Load Balancing

intermediate load-balancer networking high-availability

When one server can’t handle all the traffic, we put multiple servers behind a load balancer. It distributes incoming requests across those servers so no single one gets overwhelmed. This gives us both scalability (handle more traffic) and high availability (if one server dies, others keep serving).

L4 vs L7 Load Balancing

Load balancers operate at different layers of the network stack. The two we care about are Layer 4 (transport) and Layer 7 (application).

L4 — Transport Layer
Routes based on IP + port
Can't see HTTP headers or URLs
Just forwards TCP/UDP connections
Very fast — minimal processing
Good for: databases, non-HTTP traffic
Decision: "Send this TCP connection to server B"
L7 — Application Layer
Routes based on URL, headers, cookies
Can inspect HTTP request content
Can rewrite URLs, add headers
Slower — needs to parse HTTP
Good for: web apps, API routing
Decision: "Send /api/* to backend, /static/* to CDN"

Most web applications use L7 load balancing because we want to route based on URL paths, headers, or cookies.

Load Balancing Algorithms

How does the load balancer decide which server gets the next request?

  • Round Robin — Takes turns: server 1, server 2, server 3, repeat. Simple and fair, but ignores server load.
  • Weighted Round Robin — Same but some servers get more turns. Server A (weight 3) gets 3x the traffic of server B (weight 1). Useful when servers have different capacities.
  • Least Connections — Sends to the server with the fewest active connections. Smart choice when requests take varying amounts of time.
  • IP Hash — Hashes the client’s IP to pick a server. Same client always goes to the same server. Good for simple session persistence.
  • Random — Pick a server at random. Surprisingly effective at scale.
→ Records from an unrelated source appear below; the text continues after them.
PR #475, opened 2017-03-10
Fixed problem that caused app to use test database

aslagle:
A recent change to core introduced an import of testing.py during app initialization, and testing.py was setting os.environ['TESTING'] to true, which caused the app to use the test database. 

I tried removing the line that set os.environ['TESTING'], and it didn't seem to cause any problems with the tests, but log.py was checking to determine the log level. I moved the variable to get set in `./test`, but maybe there's a better place for it. It won't be set when running a single test with nose, for example. And it would also need to be added to `./test` in the apps.

### DIFF
--- a/model.py
+++ b/model.py
@@ -8484,7 +8484,7 @@ class Library(Base):
     # consumption by the library registry.
     library_registry_shared_secret = Column(Unicode, unique=True)
 
-    def __repr__(cls):
+    def __repr__(self):
         return '<Library: name="%s", short name="%s", uuid="%s", library registry short name="%s">' % (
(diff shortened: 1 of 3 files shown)


model.py
```diff
@@ -8484,7 +8484,7 @@ class Library(Base):
     # consumption by the library registry.
     library_registry_shared_secret = Column(Unicode, unique=True)
 
-    def __repr__(cls):
+    def __repr__(self):
```
aslagle: This is an unrelated problem I found.

leonardr:
I think this is fine.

Nginx Load Balancer Config

Here’s what a basic L7 load balancer looks like with Nginx.

# nginx.conf
upstream backend {
    # Least connections algorithm
    least_conn;

    server 10.0.0.1:3000 weight=3;   # gets 3x traffic
    server 10.0.0.2:3000;             # weight=1 (default)
    server 10.0.0.3:3000 backup;      # only used if others are down
}

server {
    listen 80;
    server_name myapp.com;

    location / {
        proxy_pass http://backend;
        proxy_set_header Host $host;
        proxy_set_header X-Real-IP $remote_addr;
    }
}

Health Checks

A load balancer needs to know if a server is alive. It periodically sends requests to each server and removes unhealthy ones from the pool.
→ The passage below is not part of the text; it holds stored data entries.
PR #478, opened 2017-03-15
Switch OneClickAPI over to the Collection-based system.

leonardr:
This branch corrects an earlier oversight, where I converted the API classes for other content sources over to the Collection-based system, but I didn't touch the OneClickAPI.

Some of the items found in the JSON OneClickAPI configuration are being removed in the conversion. I don't think we actually use them and I'm changing the way we treat them to reflect what I think actually happens within OneClickAPI. For example, the Collection.password field contains the Basic Auth token we get from OneCliek, not the 'password' we are given by OneClick, because  we use the Basic Auth token to authenticate requests (the purpose of a password) and we don't use the 'password' for anything.

There are also some other changes in here to support https://github.com/NYPL-Simplified/circulation/pull/473/files

### DIFF
--- a/external_search.py
+++ b/external_search.py
@@ -32,6 +32,8 @@ class ExternalSearchIndex(object):
     def __init__(self, url=None, works_index=None):
     
         self.log = logging.getLogger("External search index")
+        self.works_index = None
+        self.works_alias = None
 
         if not ExternalSearchIndex.__client:
             if not url or not works_index:
@@ -59,7 +61,6 @@ class ExternalSearchIndex(object):
             ExternalSearchIndex.__client = Elasticsearch(
                 url, use_ssl=use_ssl, timeout=20, maxsize=25
             )
-
         self.indices = self.__client.indices
         self.search = self.__client.search
         self.index = self.__client.index
@@ -69,8 +70,6 @@ class ExternalSearchIndex(object):
         # Sets self.works_index and self.works_alias values.
         # Document upload runs against the works_index.
         # Search queries run against works_alias.
-        self.works_index = None
-        self.works_alias = None
         self.set_works_index_and_alias(works_index)
 
         def bulk(docs, **kwargs):
--- a/oneclick.py
+++ b/oneclick.py
@@ -81,7 +81,6 @@ class OneClickAPI(object):
             )
         
         self.library_id = collection.external_account_id.encode("utf8")
-        self.username = collection.username.encode("utf8")
         self.token = collection.password.encode("utf8")
 
         # Convert the nickname for a server into an actual URL.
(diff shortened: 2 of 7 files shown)


external_search.py
```diff
@@ -32,6 +32,8 @@ def reset(cls):
     def __init__(self, url=None, works_index=None):
     
         self.log = logging.getLogger("External search index")
+        self.works_index = None
+        self.works_alias = None
```
leonardr: This stops a crash in a test scenario where the app server is started up without any search configuration.

overdrive.py
```diff
@@ -407,6 +406,7 @@ def _do_post(self, url, payload, headers, **kwargs):
 class MockOverdriveAPI(OverdriveAPI):
 
     def __init__(self, _db, collection=None, *args, **kwargs):
+        self.access_token_requests = []
```
leonardr: In https://github.com/NYPL-Simplified/circulation/pull/473 we become very interested in which requests were made to `token_post`, because we need to see whether we included a PIN or told Overdrive not to check the PIN.

util/http.py
```diff
@@ -27,7 +27,8 @@ def __init__(self, url_or_service, message, debug_message=None):
            (e.g. "Overdrive"), or the specific URL that had the problem.
         """
         super(RemoteIntegrationException, self).__init__(message)
-        if any(url_or_service.startswith(x) for x in ('http:', 'https:')):
+        if (url_or_service and
```
leonardr: Sometimes `url_or_service` isn't set. Usually during testing, but it could happen for real (if we try to connect to a server but the hostname is specified as None). There's no reason why that should cause an error here.

oneclick.py
```diff
@@ -52,28 +55,44 @@
...
-        self.token = basic_token
+
+        if collection.protocol != collection.ONE_CLICK:
+            raise ValueError(
+                "Collection protocol is %s, but passed into OneClickAPI!" %
+                collection.protocol
+            )
+        
+        self.library_id = collection.external_account_id.encode("utf8")
+        self.username = collection.username.encode("utf8")
```
daryanypl: Fyi: I'm looking at the OneClick code, and it looks like we're not actually using the library username to talk to them.

oneclick.py
```diff
@@ -91,38 +110,26 @@ def create_identifier_strings(cls, identifiers):
...
 
+        if len(collections) > 1:
+            raise ValueError(
+                "Multiple OneClick collections found for one library. This is not yet supported."
+            )
+        [collection] = collections 
+
+        try:
+            return cls(_db, collection)
+        except CannotLoadConfiguration, e:
```
daryanypl: maybe output an error to log

daryanypl:
👍  but there's one extra log.error that I'd like

oneclick.py
leonardr: Thanks, this is exactly the kind of thing I wanted your opinion on.

oneclick.py
leonardr: After looking at the code I don't think it's necessary to muffle these errors. If a Collection is present but improperly configured, an exception _should_ be raised here.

  • Active health checks — The LB pings each server (e.g., GET /health every 10s). If 3 checks fail, the server is marked down.
  • Passive health checks — The LB watches real traffic. If a server starts returning 5xx errors, it gets pulled out.
# A simple health endpoint in any app
# GET /health → 200 OK means "I'm alive"
# Returns: {"status": "ok", "uptime": 12345}

Sticky Sessions

Sometimes we need the same user to always reach the same server (e.g., if session data is stored in server memory). This is called session affinity or sticky sessions.

Methods:

  • Cookie-based — The LB sets a cookie (like SERVERID=web2) and uses it for routing
  • IP-based — Route based on client IP (breaks with shared IPs / proxies)

The better solution is usually to avoid sticky sessions altogether by using a shared session store like Redis.
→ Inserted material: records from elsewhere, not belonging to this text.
PR #481, opened 2017-03-22
Support cataloguing collections

courte:
This branch gets rid of the separate concept of the `Catalog` and uses `Collection` to hold its own Catalog on the metadata wrangler. It also creates a `ClientServer` class for authenticated server-to-server interactions. A couple additional areas for feedback:

- I don't want to hold the unique identifier (`Collection` username, password, url, etc.) all willy-nilly in the database, so on the metadata wangler a collection will have its "metadata_identifier" as its name. Thoughts?
- Identifying a ClientServer by its `url` -- any changes to that url will need to be handled in the admin interface by hitting an endpoint in the metadata wrangler, as will registering the server in the first place

This supports an upcoming metadata wrangler branch in fending off NYPL-Simplified/circulation#467.

### DIFF
--- a/model.py
+++ b/model.py
@@ -8789,7 +8789,7 @@ collections_licensepools = Table(
 )
 
 collections_identifiers = Table(
-    'collectionsidentifiers', Base.metadata,
+    'collections_identifiers', Base.metadata,
     Column(
         'collection_id', Integer, ForeignKey('collections.id'),
         index=True, nullable=False
--- a/model.py
+++ b/model.py
@@ -8724,145 +8724,92 @@ collections_licensepools = Table(
      UniqueConstraint('collection_id', 'licensepool_id'),
  )
 
-    
-class Catalog(Base):
 
-    """A Catalog is like a Collection, but it doesn't hold any actual
-    LicensePools, it just records Identifiers.
 
-    The Collections associated with a Library in its circulation
-    manager will show up as Catalogs associated with the corresponding
-    Library in the metadata wrangler.
+class ClientServer(Base):
+    """A server that has authenticated access to this application.
+
+    Currently used to represent circulation managers that have access
+    to the metadata wrangler.
     """
-
-    __tablename__ = 'catalogs'
+    __tablename__ = 'servers'
 
     id = Column(Integer, primary_key=True)
-    name = Column(Unicode, unique=True, nullable=False)
-    client_id = Column(Unicode, unique=True, index=True)
-    _client_secret = Column(Unicode, nullable=False)
 
-    # A catalog can have one DataSource
-    data_source_id = Column(
-        Integer, ForeignKey('datasources.id'), index=True
-    )
+    # URL or human readable name to represent the server.
+    name = Column(Unicode)
 
-    # A catalog can include many Identifiers
-    catalog = relationship(
-        "Identifier", secondary=lambda: catalogs_identifiers,
-        backref="catalogs"
-    )
+    # Unique identifier
+    key = Column(Unicode, unique=True, index=True)
 
+    # Encrypted secret
+    _secret = Column(Unicode, nullable=False)
+
+    created = Column(DateTime)
+    last_accessed = Column(DateTime)
 
     def __repr__(self):
-        return "%s ID=%s DATASOURCE_ID=%d" % (
-            self.name, self.id, self.data_source.id
-        )
+        return (u"%s ID=%s" % (self.name, self.id)).encode('utf8')
 
     @hybrid_property
-    def client_secret(self):
-        """Gets encrypted client_secret from database"""
-        return self._client_secret
+    def secret(self):
+        """Gets encrypted client secret from database"""
+        return self._secret
 
-    @client_secret.setter
-    def _set_client_secret(self, plaintext_secret):
+    @secret.setter
+    def _set_secret(self, plaintext_secret):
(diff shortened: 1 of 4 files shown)


model.py
```diff
@@ -8630,6 +8648,48 @@ class Collection(Base):
...
+    def metadata_identifier(self):
+        """Identifier based on collection details that uniquely represents
+        this Collection on the metadata wrangler. This identifier is
+        composed of the Collection protocol and account identifier.
+
+        In the metadata wrangler, this identifier is used as the unique
+        name of the collection.
+        """
+        account_id_column = self.UNIQUE_IDENTIFIER_BY_PROTOCOL.get(self.protocol)
+        account_id = getattr(self, account_id_column.name)
```
leonardr: If the collection has a parent ID, its metadata identifier needs to include the metadata identifier for its parent. So an Overdrive Advantage account might have a metadata Id like `MY LIBRARY / 27`.

model.py
```diff
@@ -8630,6 +8648,48 @@ class Collection(Base):
...
+
+        if ':' in self.protocol:
+            # This will break the base64 decoding on the metadata wrangler.
+            raise ValueError(
+                "Identifiers for protocols with ':' cannot be generated."
+            )
```
leonardr: If necessary we can loosen this requirement by encoding the colon before doing the base64 encoding, but this is good enough for now.

tests/test_model.py
```diff
@@ -5390,64 +5387,26 @@ def test_explain(self):
...
-        eq_(None, result)
-
     def test_catalog_identifier(self):
         """#catalog_identifier associates an identifier with the catalog"""
-
         identifier = self._identifier()
-        self.catalog.catalog_identifier(self._db, identifier)
-        eq_(1, len(self.catalog.catalog))
-        eq_(identifier, self.catalog.catalog[0])
+        self.collection.catalog_identifier(self._db, identifier)
```
leonardr: You need to verify that the identifier was actually inserted.

model.py
```diff
@@ -8722,147 +8804,117 @@ class CollectionSetting(Base):
...
 
-    """A Catalog is like a Collection, but it doesn't hold any actual
-    LicensePools, it just records Identifiers.
 
-    The Collections associated with a Library in its circulation
-    manager will show up as Catalogs associated with the corresponding
-    Library in the metadata wrangler.
-    """
+class ClientServer(Base):
+    """A server that has authenticated access to this application.
```
leonardr: `ClientServer` is a very generic name. I would call it something like `IntegrationAccount` or `IntegrationClient`. It doesn't matter to us whether the thing making these requests is a 'server' or some other piece of software.

model.py
```diff
@@ -8610,6 +8609,25 @@ class Collection(Base):
     # external_account_id.
     parent_id = Column(Integer, ForeignKey('collections.id'), index=True)
 
+    # A dict capturing the column location of the unique collection
+    # account identifier in the collections table.
+    UNIQUE_IDENTIFIER_BY_PROTOCOL = {
+        # Axis 360 'username'
+        AXIS_360 : username,
```
leonardr: I think `external_account_id` (Axis "library ID") is a more reliable identifier of the collection. One user account in Axis 360 could conceivably have access to multiple libraries.

model.py
```diff
@@ -8610,6 +8609,25 @@ class Collection(Base):
...
+
+        # Bibliotheca 'account_id'
+        BIBLIOTHECA : username,
```
leonardr: external_account_id here as well.

model.py
```diff
@@ -8610,6 +8609,25 @@ class Collection(Base):
...
+
+        # OPDS_IMPORT 'url'
+        OPDS_IMPORT : url,
+
+        # One Click 'basic_token'
+        ONE_CLICK : password,
```
leonardr: `external_account_id` here as well.

model.py
```diff
@@ -8610,6 +8609,25 @@ class Collection(Base):
...
+
+        # Overdrive 'client_key'
+        OVERDRIVE : username,
```
leonardr: `external_account_id` here as well.

leonardr:
This is looking good. I was skeptical you'd be able to reuse `Collection` but you pulled it off. My main concern here is the name of the `ClientServer` class.

model.py
courte: "*Orange* you glad I didn't call it `Server`?" said in the tone of that knock-knock joke. (I'm going to go with `IntegrationClient`.)

model.py
```diff
@@ -8662,16 +8662,27 @@ def metadata_identifier(self):
...
-        account_id_column = self.UNIQUE_IDENTIFIER_BY_PROTOCOL.get(self.protocol)
-        account_id = getattr(self, account_id_column.name)
+        def get_account_id(collection):
+            account_id_column = self.UNIQUE_IDENTIFIER_BY_PROTOCOL.get(collection.protocol)
+            return getattr(collection, account_id_column.name)
+
+        collection = self
+        account_ids = list()
+        while collection:
+            account_id = get_account_id(collection)
```
leonardr: I think you could simplify this quite a bit by defining `account_ids` as a recursive method that got `parent.account_ids` as a list and stuck the final account ID on the end.

leonardr:
:+1: but take a stab at turning the loop inside `metadata_identifier` into a recursive call.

Common Load Balancing Tools

ToolTypeNotes
NginxL4/L7Most popular for web, great L7 support
HAProxyL4/L7Battle-tested, amazing performance
CaddyL7Auto HTTPS, simple config
AWS ALBL7Managed, integrates with AWS services
AWS NLBL4Managed, ultra-low latency
GCP Load BalancerL4/L7Global, anycast-based
TraefikL7Auto-discovers containers, great for Docker/K8s

In simple language, a load balancer is like a traffic cop standing in front of our servers. It sends each car (request) down a different road (server) so no single road gets jammed. If a road is closed (server down), it redirects traffic to the open ones.